The novel, Song of Batoche deals extensively with his mental health and its effects on the community. The park at Batoche is suberb but anyone in the area should make a point of going to the Duck Lake museum, it is small but very well done. Hell while your add it go to Wanuskewin as well.

https://wanuskewin.com/

Left Turn Left Turn's picture

Pondering wrote:
In Quebec, even way back in 60s history books, he was the good guy.

Louis Riel and his fellow Métis were regarded as heros in Quebec at the time, because they were half-Queébecois. The Conservatives had won a large majority of the seats in Quebec in 1867, but after John A. Macdonald's Conservative government expelled the Métis from their Red River settlements, the Liberals won a narrow majority of the seats in Quebec in 1872.

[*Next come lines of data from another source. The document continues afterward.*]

PR #326, opened 2021-04-10
add spsc channel

### LINKED ISSUE #320: Use async spsc channel for dispatching workload.
Currently mpsc channel is used in actix-server to distribute connection to worker thread and there is extra overhead.

In case where accepting rate matters(Large amount of short lived connections) this could be a perf impacting factor. 

Therefore if there is a safe/fast unbounded spsc channel support cross thread task wake up through `std::task::Waker` it could be a worthy new dep to be introduced to actix-net.

fakeshadow:
## PR Type

Feature

## PR Checklist

## Overview

Use spsc channel for dispatch message from Accetp/ServerBuilder to workers. This would improve performance on accepting connections in general. But it's only impactful when managing short lived connections.(no keep-alive)

That said there is also a trade off to this change. One additional dep have been introduced and only used in actix-server.

Example bench code:
```rust
use std::io;

use actix_rt::net::TcpStream;
use actix_server::Server;
use actix_service::fn_service;
use tokio::io::AsyncWriteExt;

const BUF: &[u8] =
    b"HTTP/1.1 200 OK\r\n\
    content-length: 12\r\n\
    connection: close\r\n\
    date: Thu, 01 Jan 1970 12:34:56 UTC\r\n\
    \r\n\
    Hello World!\
    ";

fn main() -> io::Result<()> {
    let name = "short_life";
    let addr = "127.0.0.1:8080";

    actix_rt::System::new().block_on(async {
        Server::build()
            .bind(name, addr, || fn_service(response))?
            .run()
            .await
    })
}

async fn response(mut stream: TcpStream) -> io::Result<()> {
    stream.write(BUF).await?;
    stream.flush().await?;
    stream.shutdown().await
}
```

Benchmark tool and config:
`./wrk -t12 -c512 -d10 http://localhost:8080/`

Sample result(Result could be vary from run to run and differ on different system/metal):
```
refactor/spsc branch:

  Thread Stats   Avg      Stdev     Max   +/- Stdev
    Latency     2.44ms    3.85ms  55.50ms   88.34%
    Req/Sec    13.45k     3.56k   25.58k    73.11%
  1609624 requests in 10.09s, 164.25MB read
Requests/sec: 159509.95
Transfer/sec:     16.28MB


actix-server = "2.0.0-beta.4":

  12 threads and 512 connections
  Thread Stats   Avg      Stdev     Max   +/- Stdev
    Latency     2.82ms    4.71ms  69.68ms   89.25%
    Req/Sec    13.28k     3.03k   24.04k    73.65%
  1586311 requests in 10.10s, 161.87MB read
Requests/sec: 157076.48
Transfer/sec:     16.03MB


actix-server = "1.0.4":

  12 threads and 512 connections
  Thread Stats   Avg      Stdev     Max   +/- Stdev
    Latency     3.00ms    4.10ms  51.04ms   86.92%
    Req/Sec    12.79k     2.46k   24.48k    73.30%
  1534088 requests in 10.09s, 156.54MB read
Requests/sec: 152010.34
Transfer/sec:     15.51MB
```

Closes #320

### DIFF
--- a/actix-server/Cargo.toml
+++ b/actix-server/Cargo.toml
@@ -17,18 +17,17 @@ edition = "2018"
 name = "actix_server"
 path = "src/lib.rs"
 
-[features]
-default = []
-
 [dependencies]
 actix-rt = { version = "2.0.0", default-features = false }
 actix-service = "2.0.0-beta.5"
 actix-utils = "3.0.0-beta.4"
 
 futures-core = { version = "0.3.7", default-features = false, features = ["alloc"] }
+futures-util = { version = "0.3.7", default-features = false }
 log = "0.4"
-mio = { version = "0.7.6", features = ["os-poll", "net"] }
+mio = { version = "0.7.11", features = ["os-poll", "net", "os-util"] }
 num_cpus = "1.13"
+rtrb = ""
 slab = "0.4"
 tokio = { version = "1.2", features = ["sync"] }
 
--- a/actix-server/Cargo.toml
+++ b/actix-server/Cargo.toml
@@ -23,11 +23,10 @@ actix-service = "2.0.0-beta.5"
 actix-utils = "3.0.0-beta.4"
 
 futures-core = { version = "0.3.7", default-features = false, features = ["alloc"] }
-futures-util = { version = "0.3.7", default-features = false }
 log = "0.4"
-mio = { version = "0.7.11", features = ["os-poll", "net", "os-util"] }
+mio = { version = "0.7.11", features = ["os-poll", "net"] }
 num_cpus = "1.13"
-rtrb = ""
+rtrb = "0.1"
 slab = "0.4"
 tokio = { version = "1.2", features = ["sync"] }
 
--- a/actix-server/src/worker.rs
+++ b/actix-server/src/worker.rs
@@ -22,7 +22,7 @@ use tokio::sync::oneshot;
 
 use crate::service::{BoxedServerService, InternalServiceFactory};
 use crate::socket::MioStream;
-use crate::spsc::{channel, Receiver, Sender};
+use crate::spsc;
 use crate::waker_queue::{WakerInterest, WakerQueue};
 use crate::{join_all, Token};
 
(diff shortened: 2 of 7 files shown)


actix-server/Cargo.toml
```diff
@@ -17,18 +17,17 @@ edition = "2018"
...
-[features]
-default = []
-
 [dependencies]
 actix-rt = { version = "2.0.0", default-features = false }
 actix-service = "2.0.0-beta.5"
 actix-utils = "3.0.0-beta.4"
 
 futures-core = { version = "0.3.7", default-features = false, features = ["alloc"] }
+futures-util = { version = "0.3.7", default-features = false }
```
robjtede, line 26: if it's just for task mod could be futures-task

actix-server/Cargo.toml
```diff
@@ -17,18 +17,17 @@ edition = "2018"
...
 log = "0.4"
-mio = { version = "0.7.6", features = ["os-poll", "net"] }
+mio = { version = "0.7.11", features = ["os-poll", "net", "os-util"] }
 num_cpus = "1.13"
+rtrb = ""
```
robjtede, line 30: version

actix-server/src/worker.rs
```diff
@@ -18,19 +18,17 @@ use actix_rt::{
...
 use log::{error, info, trace};
-use tokio::sync::{
-    mpsc::{unbounded_channel, UnboundedReceiver, UnboundedSender},
-    oneshot,
-};
+use tokio::sync::oneshot;
 
 use crate::service::{BoxedServerService, InternalServiceFactory};
 use crate::socket::MioStream;
+use crate::spsc::{channel, Receiver, Sender};
```
robjtede, line 25: for readability can the spsc stuff have the spsc namespace at call sites

actix-server/src/worker.rs
```diff
@@ -195,12 +193,13 @@ impl ServerWorkerConfig {
...
         idx: usize,
+        backlog: u32,
         factories: Vec<Box<dyn InternalServiceFactory>>,
         availability: WorkerAvailability,
         config: ServerWorkerConfig,
     ) -> (WorkerHandleAccept, WorkerHandleServer) {
-        let (tx1, rx) = unbounded_channel();
-        let (tx2, rx2) = unbounded_channel();
+        let (tx1, rx) = channel(backlog as _);
+        let (tx2, rx2) = channel(1);
```
robjtede, line 202: these could use better names

actix-server/Cargo.toml
fakeshadow: Still not decided what crate to use. There is no obvious choice for now.

robjtede: it's all internal so wouldn't worry, the interface over the channel impl seems reasonable

actix-server/Cargo.toml
fakeshadow: futures-task does not have `AtomicWaker`. That said it's exported with futures-core just doc hidden. So only futures-core is enough here.

actix-server/Cargo.toml
fakeshadow: It's mostly about the bounded nature. The current server logic could possible overflow channel in edge case and bring down a heavy loaded worker thread which could be a serious issue.

PR #328, opened 2021-04-11
add test for restart worker thread

fakeshadow:
## PR Type

Refactor

## PR Checklist

## Overview

Add test for restart worker thread.

### DIFF
--- a/actix-server/src/worker.rs
+++ b/actix-server/src/worker.rs
@@ -135,13 +135,6 @@ pub(crate) struct ServerWorker {
     shutdown_timeout: Duration,
 }
 
-/// Set worker to unavailable when dropping.
-impl Drop for ServerWorker {
-    fn drop(&mut self) {
-        self.rx.close();
-    }
-}
-
 struct WorkerService {
     factory: usize,
     status: WorkerServiceStatus,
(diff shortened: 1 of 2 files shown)


fakeshadow:
There is some additonal finding from this test.
Like a panic dropping worker thread have a race condition where it does not prevent new connection to be accepted. 

I believe the PR should be merged first and the problems can be looked into later.

actix-server/src/worker.rs
```diff
@@ -135,6 +135,13 @@ pub(crate) struct ServerWorker {
     shutdown_timeout: Duration,
 }
 
+/// Set worker to unavailable when dropping.
+impl Drop for ServerWorker {
+    fn drop(&mut self) {
+        self.rx.close();
```
robjtede, line 141: This already happens when the receiver is dropped, no?

fakeshadow: The drop order could be different than explicit call close and we want Accept to know the close asap. Like every cycle matters.

robjtede: the drop order is well defined in rust, rx is the first field and will be dropped first

fakeshadow: Future maintainer could be change the order and accidently make the time window larger.
And `UnboundedReciever` drop does not call close immediately. It does an atomic read first and return if there is no sender anymore. It's an optimization on the channel part but it make the close a bit later.

robjtede: yep, if you think it's important to make this explicit then we'll keep it

fakeshadow: I have added a note for ServerWorker field and removed the close in drop

robjtede (approved):

PR #471, opened 2022-11-10
fix no_std compatibility

VladimirBramstedt:
The bytes crate is only no-std with no default features... if you try to use bytestring for an actual no_std target, it wont work. 
Bug fix: make sure we depend on bytes with no default features.
suggestion: Add step in CI that tries to build for a no_std target, to make sure no_std compatibility is kept in the future.


JohnTitor (approved):
Thank you.

PR #484, opened 2023-05-31
Add getter methods for actix_rt::Runtime and tokio::runtime::Runtime

In-line:
## PR Type

Feature

## PR Checklist

## Overview

The `tokio_runtime()` method retrieves a reference to the underlying Tokio runtime associated with an `actix_rt::Runtime` instance. This allows direct interaction with Tokio's features. It is useful for sharing the same runtime between different modules of a project, enabling tasks to be spawned on the same runtime. The method returns an immutable reference to the `tokio::runtime::Runtime`.

Also, as a follow-up feature, `runtime()` is added on `actix_rt::SystemRunner`.


robjtede (approved):

robjtede:
Don't see a reason to deny adding these methods. Thanks for the contribution and especially the well written docs!

PR #480, opened 2023-04-01
Rustls v0.21 support

robjtede:
## PR Type

Feature

## PR Checklist
Check your PR fulfills the following:

- [x] Tests for the changes have been added / updated.
- [x] Documentation comments have been added / updated.
- [x] A changelog entry has been made for the appropriate packages.
- [x] Format code with the latest stable rustfmt

## Overview

Rustls v0.21 support.

PR #487, opened 2023-08-22
Update dependencies for RUSTSEC-2023-0052

AldaronLau:
## PR Type

[Advisory](https://rustsec.org/advisories/RUSTSEC-2023-0052)

## PR Checklist

## Overview

Due to the fact that it is a security vulnerability, this updates public dependencies (therefore includes breaking changes).  Behavior is mostly the same, except that the error message now calls out that it's actix-tls that doesn't support non-hostnames, rather than rustls (now that that has been fixed).  I also changed the `ErrorKind` to `InvalidInput`, as I believe that to be more accurate.

I understand that it may be desirable for a number of reasons to update and finish https://github.com/actix/actix-net/pull/480 instead of merging this PR (feel free to close), but my personal opinion is that 4.0 is warranted.

### DIFF
--- a/actix-tls/CHANGES.md
+++ b/actix-tls/CHANGES.md
@@ -3,6 +3,8 @@
 ## Unreleased - 2023-xx-xx
 
 - Minimum supported Rust version (MSRV) is now 1.65.
+- Update tokio-rustls to 0.24
+- Update webpki-roots to 0.25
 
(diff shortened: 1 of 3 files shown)


robjtede:
doing this dependency update in a breaking manner isn't an acceptable way forward for this crate; the existing work in #480 has now been updated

The 1885 crushing of the Métis settlement at Batoche and the hanging of Riel and the other Métis leaders -- Again at the behest of John A. Macdonald's Conservatives -- solidified Québecois hatred of the Conservatives. Since then, the Conservatives have only won a majority of the seats in Quebec in 1958, 1984, and 1988.

voice of the damned

Left Turn wrote:

The 1885 crushing of the Métis settlement at Batoche and the hanging of Riel and the other Métis leaders -- Again at the behest of John A. Macdonald's Conservatives -- solidified Québecois hatred of the Conservatives. Since then, the Conservatives have only won a majority of the seats in Quebec in 1958, 1984, and 1988.

I think it's safe to say, though, that Quebec's hatred of the Conservatives had dissipated enough by 1958 for them to give a majority of their seats to the Conservatives, and that after those seats were lost to other parties in the next election, Quebec did not go back to hating the Conservatives specifically over the hanging of Riel.

Though, obviously, in a time-line where Riel doesn't get hung, the Conservatives could possibly have maintained a stronger permanent base in the province that would have allowed them to win a few more majorities than they have in real life.